Description of the task: Look through the entries below and report every line that has "network".
- - -
PR #259, opened 2022-07-06
Metadata sgx compatible

echevrier:
- required for  https://github.com/integritee-network/worker/issues/113
- metadata can be coded and decoded. Use of integritee frame-metadata fork  : https://github.com/integritee-network/frame-metadata


clangenb (approved):
Looks good to me! Seems small, but it's a big step! :)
- - -
Exercise solution:
- required for  https://github.com/integritee-network/worker/issues/113
- metadata can be coded and decoded. Use of integritee frame-metadata fork  : https://github.com/integritee-network/frame-metadata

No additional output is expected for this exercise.